=== Excerpted records ===

PR #488, opened 2020-10-01
testing for PR action

HeinKhantZaw:


HeinKhantZaw:
@shahednasser Did u add netlify-auth-token in your repo? The error shows that "Input required and not supplied: netlify-auth-token"

shahednasser:
Yes I added NETLIFY_AUTH_TOKEN and NETLIFY_SITE_ID. I'm trying to figure out what the issue is too

shahednasser:
The issue is that it cannot access Github Secrets from a forked repository. It says so in the Secrets page:

"Secrets are not passed to workflows that are triggered by a pull request from a fork."

We'll need to look to a better way to implement this I guess.

shahednasser:
@HeinKhantZaw can you look into [this](https://github.com/marketplace/actions/netlify-actions)? Do you think it will work better?

shahednasser:
@HeinKhantZaw Can you please create another test PR just to make sure it's all working correctly?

===

_Try it_
Start at the first line of the entries and stop at the line with "The issue is that". Retype each of those lines exactly, both ends included.

_Response_
PR #488, opened 2020-10-01
testing for PR action

HeinKhantZaw:


HeinKhantZaw:
@shahednasser Did u add netlify-auth-token in your repo? The error shows that "Input required and not supplied: netlify-auth-token"

shahednasser:
Yes I added NETLIFY_AUTH_TOKEN and NETLIFY_SITE_ID. I'm trying to figure out what the issue is too

shahednasser:
The issue is that it cannot access Github Secrets from a forked repository. It says so in the Secrets page:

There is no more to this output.